Closed ilijanikolov closed 1 year ago
Thanks for the suggestion. At the moment, we don't have any examples like that, but certainly this kind of thing can (and has) been done. You'll just have to put it together yourself at the moment. I'll give a brief outline of how this could be done below, but first:
Currently, the only part of the Hamiltonian which is easy to make time-dependent (in a non-hacky way) is the external field. This can be done with set_external_field!(sys, B)
or, if you only want to change the field for certain sites, set_external_field_at!(sys, B, site)
. These functions may be called at any point between integration steps.
For example, suppose you have some time series stored in a vector pulse_series
. This vector is nsteps
long and each element of pulse_series
is itself a 3-vector specifying the external field. Then you could modulate the field dynamically with the following loop.
for i in 1:nsteps
step!(sys, integrator)
set_external_field!(sys, pulse_series[i])

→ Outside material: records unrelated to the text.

PR #287, opened 2026-05-18
feat(daemon): streamReply + StreamWriter (designs/daemon-message-streaming Phase 1)

kriscendobot:
## Summary

Phase 1 of [designs/daemon-message-streaming.md](designs/daemon-message-streaming.md): the daemon-level streaming primitive on `llm`.

- **`streamReply(messageNumber, options?)`** on the mail facet (exposed on `EndoHost` and `EndoGuest`) opens a streaming reply to an existing inbox message.
- **`StreamWriter`** returned to the sender exposes `append(text)`, `setPhase(phase)`, `end()`, `abort(reason)`.
- **`StreamReader`** (on the recipient side) is the message's `stream` field: an async-iterator exo (`next` / `return` / `throw`) whose values are `StreamEvent` records (`type` is one of `append`, `phase`, `end`, `abort`). Recipients wrap it with `makeRefIterator` (or iterate the methods directly) to consume the events.
- The in-memory event buffer guarantees that a recipient that subscribes after the writer has already emitted events still observes the full sequence; iteration terminates on `end()` or `abort()`.

### Persistence shape

While streaming, the message lives only in the mailbox's in-memory `messages` map and on the change topic; no formula is persisted. On `end()`, the assembled text is persisted as a normal `package` message whose `strings[0]` is the concatenated text and whose `phase` carries the most recent phase label. On `abort()`, partial text plus `aborted: true` and `abortReason` are persisted in the same shape. A daemon restart drops any in-flight streams and reads back only the finalised messages.

### Out of scope (deferred)

- **Back-pressure / throttling.** The design's named future item. The writer is currently fire-and-forget.
- **CLI integration.** The Genie main module's switch from "Thinking…" / "Calling tool…" / final-response messages to a single streamed reply happens in a subsequent phase that consumes the Phase 1 API.
- **Persistent intermediate stream state across daemon restarts.** In-flight streams die on restart by design.
- **Cross-peer streams.** The reader and finalisation Far references do flow over CapTP in principle, but Phase 1 verifies only the same-daemon round-trip.
- **`streamSend`** (alternative mail method for new conversations). Phase 1 covers only `streamReply` because the Genie use case is reply-shaped.

## Test plan

- [x] `yarn ava test/mail-stream.test.js` (10 unit tests on the stream helper)
- [x] `yarn ava test/endo.test.js --match "streamReply*"` (6 daemon-level integration tests covering the happy path, empty stream, phase-only, abort mid-stream, recipient cancellation, and finalised-text persistence)
- [x] `yarn ava test/endo.test.js --match "*reply links*"` (existing reply tests still pass)
- [x] `yarn lint:eslint` (0 errors)
- [ ] Full `yarn test` on `@endo/daemon` (in progress at PR-open time; running serial)


kriscendobot (commented):
## Code-panel review (sixteen seats, in-band-fallback)

Panel kind: code-panel. Panel execution: in-band-fallback (no `Agent`/`Task` tool surfaced in this judge dispatch).

PR #287 implements Phase 1 of `designs/daemon-message-streaming.md`: `streamReply(messageNumber, options?)` on the mail facet, a `StreamWriter` exo on the sender side, a `StreamReader` exo on the recipient side (exposed as `message.stream`), in-memory event buffering with replay for late subscribers, and finalisation persistence on `end()` (assembled text) or `abort()` (partial text plus `aborted: true` + `abortReason`). The diff adds a new module `packages/daemon/src/mail-stream.js`, threads `streamReply` through `mail.js`, `guest.js`, `host.js`, and the `least-authority` stub in `daemon.js`, extends the `Mail` / `EndoHost` / `EndoGuest` interfaces and types, and adds 19 new tests (10 unit, 6 integration, 3 cleaner regression).

### Per-seat findings

**assessor** (correctness logic, control flow).
`makeMailStream` looks sound. `end()` and `abort()` both guard on `terminated`, push the terminal event into `buffer`, call `terminate()` (sets `terminated = true` and resolves `next`), and resolve `finalizationKit`. The single-resolution discipline means a second `end()`/`abort()` short-circuits and `finalizationKit.resolve` is called at most once. The reader iterator's `next()` loop checks `cancelled` first, then drains buffered events, then checks `terminated`, then awaits `next.promise`. The order is correct and prevents the "missed wakeup" pattern (buffer push happens before the resolve, so a waker who races into the loop after the resolve still finds the event in the buffer). On the mailbox side, `deliverTransient` correctly allocates a message number, increments `nextMessageNumber`, persists it, publishes the in-memory entry, and returns a `persist` hook that the finalisation handler invokes asynchronously: sender side via `attachStreamPersistOnSenderSide`, recipient side via the inline `dispatch` in `receive`. No must-fix from this lens.

**typist** (type accuracy).
`types.d.ts` adds `StreamEvent`, `StreamWriter`, `StreamFinalization`, `StreamReplyOptions`, plus optional `stream` / `phase` / `aborted` / `abortReason` on `Package`. The interface guard in `interfaces.js` (`streamReply: M.call(MessageNumberShape).optional(M.splitRecord({}, { phase: M.string() })).returns(M.promise())`) matches the TS shape. One nit: `Package.stream` is typed as `unknown`, which is honest about the runtime carrying a Far ref but loses any documentary value; an alias like `stream?: import('@endo/far').FarRef<AsyncIterator<StreamEvent>>` would document intent without claiming a runtime check. Not blocking. The `/** @type {Mail['streamReply']} */` and `/** @type {const} */ ('append')` discrimination on the StreamEvent union is the right idiom for SES.

**stylist** (naming).
`makeMailStream`, `StreamWriter`, `StreamReader`, `StreamFinalization`, `streamReply` all read clearly and match the design vocabulary. One minor naming friction: in `mail.js` `receive()`, the streaming-branch dispatch is `async finalised => { ... }` but `finalised` here is the *envelope* of the streaming message (not the finalised text). Renaming to `streamingEnvelope` or `delivered` would avoid the false echo with `StreamFinalization` / `final`. Should-fix-style, not blocking.

**packager** (diff hygiene, commit splitting, changeset content).
Four-commit history (builder feat, prettier fix-up, cleaner clarify-comment, cleaner regression tests) reflects the contractor's stage split. The `chore(daemon): clarify mail-stream reader is single-consumer` and `fix(daemon): prettier on mail.js and mail-stream.test.js` are cleanly separable from the substantive `feat(daemon): streamReply + StreamWriter + StreamReader` commit. The changeset (`.changeset/daemon-message-streaming-phase-1.md`) declares `@endo/daemon: minor`, which is correct for an additive method on a public exo. The changeset prose is accurate. No `yarn.lock` churn (no new dep). Diff hygiene is clean.

**archivist** (docs and JSDoc prose accuracy).
`mail-stream.js` carries useful prose: the `makeMailStream` JSDoc names buffering and late-subscriber replay; the `makeReaderIterator` JSDoc and the `// The recipient-side reader is an exo ...` block document the single-consumer cursor and the late-subscriber-still-sees-everything property. `mail.js` `deliverTransient`, `attachStreamPersistOnSenderSide`, and `buildFinalisedEnvelope` all carry prose that matches the code. The design document's `## Status` section now lists what landed, what is deferred, and the persistence shape. One small inaccuracy: the prose in `mail-stream.js` line 21 says "Events are buffered until the stream terminates" (strictly true, but the buffer is *never drained* after termination either; late subscribers always replay from offset 0). Tightening to "Events accumulate in a buffer that a fresh iterator replays from the start, then receives subsequent events live until the writer ends or aborts" would be more accurate. Should-fix-style, not blocking.

**prover** (regression evidence / load-bearingness).
The unit tests in `mail-stream.test.js` each exercise a distinct invariant: in-order events with end finalisation, initial-phase recording, abort with partial text, empty stream, phase-only stream, late-subscriber replay (after end), append-after-end rejection, idempotent end, abort-after-end no-op, recipient cancellation. Each test would fail under a plausible regression of the named property: removing the buffer would break late-subscriber replay; dropping the `terminated` guard in `end()` would break the abort-then-end test; removing the cursor share would break recipient cancellation. The cleaner's three additions (end after abort, late subscriber after abort, fire-and-forget order) are each load-bearing on a distinct regression direction. The integration tests in `endo.test.js` add the real two-host round-trip including a persistence assertion via `@strings` polling. No must-fix from this lens.

**curator** (public API surface).
`streamReply` is added to `Mail`, `EndoAgent`, the `EndoHost` interface, and the `EndoGuest` interface. The method guard accepts `MessageNumberShape` plus an optional `M.splitRecord({}, { phase: M.string() })` and returns a promise. The exo's exposed methods are: `streamReply` on hosts and guests; the returned `StreamWriter`'s `append` / `setPhase` / `end` / `abort` are all on a `Far('StreamWriter', ...)` (no interface guard). See the **purist** seat for the Far-vs-makeExo critique; the curator notes only that the surface is additive (no rename, no removal) and the minor changeset bump is justified. One absence worth recording: the `StreamWriter` is `Far('StreamWriter', { ... })` rather than `makeExo('StreamWriter', SomeInterface, { ... })`, so it carries no `__getMethodNames__()` and no runtime input validation on `append`/`setPhase`. The body does validate `typeof text === 'string'` and `typeof phase === 'string'` defensively, so this is not a correctness gap, but the public-surface decision is the curator's to surface.

**migrator** (backwards compatibility, bump-level, peer cascade).
The change is strictly additive (a new method on existing facets, new optional fields on `Package`). No existing caller breaks: existing `package` messages without `stream` retain their old shape and validation path. `assertMessageEnvelope` was extended with a one-line exception (the streaming branch skips the `strings.length < names.length` check); this is the cleanest possible carve-out and preserves the existing invariant for non-streaming packages. The `minor` bump in `.changeset/daemon-message-streaming-phase-1.md` is accurate. No peer-dep cascade is required because no public type was narrowed.

**locksmith** (capability flow and attenuation).
Sender-side: `streamReply` returns the writer's Far ref to the caller. The caller can `append` / `setPhase` / `end` / `abort`. No attenuation is needed because the writer cannot be used to read events or read the persisted message; it only produces output. Recipient-side: `message.stream` is the `reader` exo, which carries the `AsyncIterator` shape (`next` / `return` / `throw`). The reader exposes no abort capability back to the sender (no `cancel(reason)`). The `streamFinalization` Far is consumed only by the daemon's own delivery path (`attachStreamPersistOnSenderSide` and `receive`'s streaming dispatch); it is not exposed on the inbox message itself, so the recipient cannot observe finalisation directly except by iterating to terminal event. The capability flow matches the design's reply-shaped intent. The `least-authority` stub addition of `streamReply: disallowedFn` correctly closes the door for the global least-authority guest.

**warden** (SES / hardened-JS boundary, harden discipline, unguarded globals).
`mail-stream.js` imports `harden` from `@endo/harden`, `harden`s every event record before push (`harden({ type: 'append', text })`), `harden`s the iterator's `next` / `return` / `throw` results, and `harden`s the finalisation record. `Far('StreamWriter', ...)` and `Far('StreamFinalization', ...)` carry the implicit hardening. `makeExo('StreamReader', AsyncIteratorInterface, makeReaderIterator())` likewise. The returned object from `makeMailStream` is `harden({ writer, reader, finalization, finalizationGetter })`. Module-end `harden(makeMailStream)` matches the project's harden-exports discipline. No `globalThis` touches; no prototype walks. The `delete base.stream; delete base.streamFinalization;` mutates a fresh object literal made by `{ ...envelope }` before `harden(base)` is applied, which is the standard pattern. No must-fix from the SES lens.

**saboteur** (adversarial inputs).
Probed surfaces: `writer.append(text)` where `text` is non-string (TypeError early), `writer.setPhase(phase)` where `phase` is non-string (TypeError early), `streamReply(0n)` for non-existent message number (raises "No such message" via `mustParseBigint` + lookup), `streamReply` options where `options` is null (`options && typeof options.phase === 'string'` guards), `writer.end()` after `writer.end()` (no-op via `terminated` guard), `writer.abort('reason')` after `writer.end()` (no-op), recipient calls `iterator.return()` mid-stream (cursor share means sender's subsequent appends still buffer and finalisation completes; the `recipient cancels iteration mid-stream` test pins this). One adversarial scenario that the test suite does not currently exercise: rapid `abort()` racing with `end()` from the same caller. Looking at the code, the `terminated` guard prevents double termination by design, so whichever lands first wins; the cleaner already added "end after abort is no-op" as a regression. The race-direction "abort then end" is covered; the symmetric "end then abort" is covered by the pre-existing `abort() after end()` test. No must-fix.

**breaker** (invariant attacks against claimed contracts).
Claimed invariants from the design and JSDoc: (a) "a recipient who iterates the stream after the sender has already produced events still observes the full sequence", pinned by `late subscribers replay buffered events`. (b) "Once finalised, the message becomes an ordinary immutable message in the inbox/outbox", pinned by `streamReply persists the finalised text in the recipient inbox after end()`. (c) "On `abort()`, the partial text plus `aborted: true` and `abortReason` are persisted in the same shape": implementation in `buildFinalisedEnvelope` matches the design; persistence is asserted only for the end() case (no `aborted: true` assertion in the integration tests). This is the design-vs-implementation alignment the dispatch brief asked to verify: the cleaner brief described abort as "should NOT persist", but the design says abort *should* persist. **The implementation matches the design** (`buildFinalisedEnvelope` builds an aborted finalEnvelope with `aborted: true` and `abortReason`, and `attachStreamPersistOnSenderSide` / `receive`'s streaming dispatch both call `transient.persist(finalEnvelope)` on the resolved finalisation regardless of status). No must-fix; one out-of-scope nudge: an integration test that asserts the persisted inbox message after `abort()` carries `aborted: true` and the abort reason would tighten the breaker's evidence (currently only the unit test on `makeMailStream` itself pins the finalisation record's shape).

**purist** (ocap purity, frozen-property hygiene, conceptual integrity).
Two purity-shaped observations:

1. `StreamWriter` and `StreamFinalization` are constructed with `Far(...)` rather than `makeExo(..., M.interface(...), ...)`. The project's `CLAUDE.md` says "Prefer `makeExo()` with an `M.interface()` guard over `Far()` for remotable objects" because `makeExo` automatically provides `__getMethodNames__()` (CapTP introspection) and runtime input validation. The writer in particular is a primary public surface returned to caller code that will iterate over it from any guest; uniformity with the rest of the daemon (every other exo crossing the mail surface is a `makeExo`) favours an `M.interface('StreamWriter', { append: M.call(M.string()).returns(M.promise()), setPhase: ..., end: M.call().returns(M.promise()), abort: M.call().optional(M.string()).returns(M.promise()) })`. The `StreamFinalization` is daemon-internal so a `Far` is more defensible there, but consistency would favour `makeExo` for both. Flagging as should-fix.
2. The `Package.stream?: unknown` field on the type sits beside `Package.phase?: string` and `Package.aborted?: boolean` and `Package.abortReason?: string`. These four fields together model two distinct shapes (streaming-in-flight: `stream` set, no `aborted`; finalised-aborted: no `stream`, `aborted: true`, `abortReason` set). A discriminated union or a comment that names the two valid combinations would surface the conceptual shape rather than relying on the reader to reconstruct it. Should-fix-style.

**spec-keeper** (ECMA-262 / WebIDL / engine variance).
The async-iterator protocol implemented by `makeReaderIterator` (`next` / `return` / `throw` returning `{ done, value }` records) matches the ECMA-262 §27.1.5 AsyncIterator interface and the daemon's existing `AsyncIteratorInterface` guard (in `interfaces.js` lines 101 to 105). The `[Symbol.asyncIterator]` host-side wrapping happens in `makeRefIterator`. The `terminate()` resolution pattern with a re-created `PromiseKit` per publish is the standard "broadcast wake-up" idiom and survives both V8 and XS microtask schedulers. The `for (;;)` busy-loop guard inside `next()` is correct: it only awaits when the buffer is empty and the stream is not yet terminated. One spec-edge worth recording: the `disable no-await-in-loop` is necessary and correct in this context (the loop body genuinely cannot be parallelised; ESLint cannot see the wakeup semantics). No must-fix.

**wire-watcher** (security-protocol correctness on the wire).
Phase 1 verifies same-daemon round-trip only (cross-peer is explicitly deferred). The `receive()` path in `mail.js` patches sender-owned IDs when `isRemoteSender` is true (`from`, `ids`, `promiseId`, `resolverId`, `valueId`), but the streaming envelope's `stream` and `streamFinalization` are *also* sender-owned Far refs and they are propagated through the spread `{ ...m }` unchanged. Inside the same daemon this is fine. For a future cross-peer phase, the Far refs would need their node identity patched in the same way to route the recipient's `next()` calls back to the originating peer; this is correctly out of scope for Phase 1 and the design names it as a deferred item. The wire-watcher flags one item to record as out-of-scope: when (not if) cross-peer streams are implemented, the trust boundary on `stream` is the wire-watcher's strongest concern. A malicious peer holding the recipient's `next()` proxy could replay arbitrary `StreamEvent` records into the recipient's inbox, and the recipient has no integrity check (no nonce, no signed envelope) beyond CapTP's pipeline-level identity. Worth a design note when Phase 2+ opens cross-peer. No must-fix this phase.

**engine-realist** (V8/XS realism, vat-lifecycle, allocation, GC, storage).
In-memory buffer (`StreamEvent[]`) grows unboundedly during a single stream. For a Phase 1 LLM-reply use case, the worst-case buffer is on the order of "one reply's tokens" (tens of kilobytes), which is fine for both V8 and XS budgets. After `end()`/`abort()`, the buffer remains in the mailbox's `messages` Map until the durable persist hook lands, at which point the in-memory entry is replaced (well, the durable record is written; the in-memory `messages.set` still holds the original streaming envelope plus its Far refs). The streaming `messages` Map entry is dropped on daemon restart (in-flight streams die by design), so there is no long-lived GC retention concern. One engine-realist nudge worth recording as out-of-scope: when Phase 2+ adds back-pressure, the buffer can no longer grow unboundedly without a guard; the engine-realist's preferred shape is a high-watermark threshold beyond which `append()` returns a promise that resolves only after the recipient drains. No must-fix Phase 1; this lens defers to the design's named deferred item.

### Aggregation

**Must fix before merge:** none.

**Should fix in this PR (raised independently by two or more seats):**
- The `StreamWriter` (and arguably `StreamFinalization`) should be a `makeExo` with an `M.interface()` guard rather than a `Far(...)`. The project's `CLAUDE.md` calls this out as the preferred shape, the existing mail-surface exos all follow it, and the writer is a primary public surface. Flagged by **purist** and **curator**.
- The `Package` type's four new optional fields (`stream`, `phase`, `aborted`, `abortReason`) implicitly carry a two-shape discrimination (streaming-in-flight vs finalised-aborted) that is not surfaced in the type. Either a discriminated union or a comment naming the two valid combinations would help future readers. Flagged by **typist** and **purist**.

**Out of scope / follow-up:**
- The streaming-branch dispatch parameter name `finalised` in `mail.js` `receive()` is confusing because it shadows the `StreamFinalization` vocabulary; renaming to `streamingEnvelope` or `delivered` would help. (**stylist**)
- The prose in `mail-stream.js` line 21 ("Events are buffered until the stream terminates") undersells the late-subscriber-replay property. (**archivist**)
- An integration test that asserts the persisted recipient inbox message after `writer.abort()` carries `aborted: true` and the abort reason. The unit test on `makeMailStream` covers the finalisation record shape; the integration test covers only the `end()` case. (**breaker**)
- Cross-peer streaming will need ID-patching for `stream` and `streamFinalization` Far refs in `receive()`'s remote-sender branch, plus a trust model for the recipient's view of replayed events. Phase 1 names this as a deferred item; recording here so the wire-watcher's concern carries forward. (**wire-watcher**)
- When back-pressure lands in a follow-up, the unbounded in-memory buffer needs a high-watermark / drain-promise shape. (**engine-realist**)

**Verdict:** comment-only. No must-fix items in scope for this PR's loop. Phase 1 implementation matches the design; the should-fix items are taste-and-uniformity nudges that the orchestrator may choose to fold into this PR or carry as follow-up.

Must-fix before merge: none.

kriskowal:
This has been coöpted by editMessage.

# Record the trajectory of some observable or accumulate some average value
end
Similarly, you could apply an arbitrary perturbation to the spin state (e.g., random rotations) in the same way.
for i in 1:nsteps
step!(sys, integrator)
if mod1(i, interval) == 1 # Only do this every `interval` steps
for site in eachsite(sys)
perturb_spin!(sys, site) # You would have to write `perturb_spin!` function
end
end
# Record the trajectory of some observable or accumulate some average value
end
To change or record a spin, you would have to act on the state of your System
. If you are in dipole mode (regular Landau-Lifshitz), the spins are stored in sys.dipoles
. This is a 4-dimensional array, three lattice indices and a final atom index. Each entry of this array is a real 3-vector, storing sx, sy and sz in the global frame.

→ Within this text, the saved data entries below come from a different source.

PR #288, opened 2026-05-18
feat(cbor-frame): add @endo/cbor-frame package for CBOR byte-string framing

kriscendobot:
## Summary

Phase 1 implementation of [`designs/cbors.md`](designs/cbors.md): a new
`@endo/cbor-frame` workspace package that provides length-prefixed
byte-string framing using the CBOR major-type-2 (byte string) head
grammar per [RFC 8949](https://www.rfc-editor.org/rfc/rfc8949.html),
optionally wrapped in CBOR tag 24 (Encoded CBOR data item).

The package is intentionally **not** a CBOR codec.
It implements only the byte-string head grammar so that a stream of
length-prefixed binary payloads can be carried over a byte transport
in a self-describing, audit-friendly framing.
Consumers that want to carry structured CBOR encode or decode the
payload bytes themselves with whatever CBOR codec they prefer.

`@endo/cbor-frame` is a sibling to `@endo/netstring` (Bernstein netstrings)
and to the proposed `@endo/syrups` (Syrup byte-string framing).
The three are peers: taking a dependency on one of them does not
entrain a dependency on any of the others.

## What's in the diff

- `packages/cbor-frame/src/head.js`: encode and decode the CBOR major-type-2
  head in all four canonical argument widths (1, 2, 3, 5, 9 bytes),
  plus the optional CBOR tag-24 wrapper. Uses the shortest canonical
  argument form (RFC 8949 § 4.2).
- `packages/cbor-frame/src/encode.js`: `makeCborFrameWriter(output, opts)`
  factory with `chunked`, `tagged`, `name`, and `maxMessageLength`
  options. Models on `@endo/netstring`'s writer shape (single-buffer
  or per-part chunked) for back-pressure parity.
- `packages/cbor-frame/src/decode.js`: `makeCborFrameReader(input, opts)`
  factory with `name` and `maxMessageLength` options. The reader
  rejects any initial byte that is not a recognized byte-string head
  (or a tag-24-wrapped one), indefinite-length forms, and tags other
  than 24. The `maxMessageLength` ceiling is enforced before
  payload allocation.
- `packages/cbor-frame/src/index.js`: re-exports.
- `packages/cbor-frame/types.d.ts`: public type declarations.
- `packages/cbor-frame/test/cbor-frame.test.js`: 31 tests covering head-boundary
  round-trip, chunk-boundary streaming, diagnostic-surface wording,
  edge cases (zero-length, exactly-at-cap, just-over-cap, truncated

If you are in SU(N) mode, you can access dipole information in the same way, if you're only interested in dipoles. If you want to access the "generalized spins" (SU(N) coherent states), these are stored in sys.coherents
, which is a similarly shaped array. Each entry of this array is a complex N-vector. You can use these to take the expectation value of an arbitrary observable.
Just to add this, here's a working example on how to build a customized time-integrator using Sunny's time-integrator as a base (based on David's design above), by way of integrating with the excellent DynamicalSystems.jl
package.
Output should look something like this:
@ilijanikolov is a time-dependent field sufficient for you, or did you have in mind more general perturbations to the hamiltonian?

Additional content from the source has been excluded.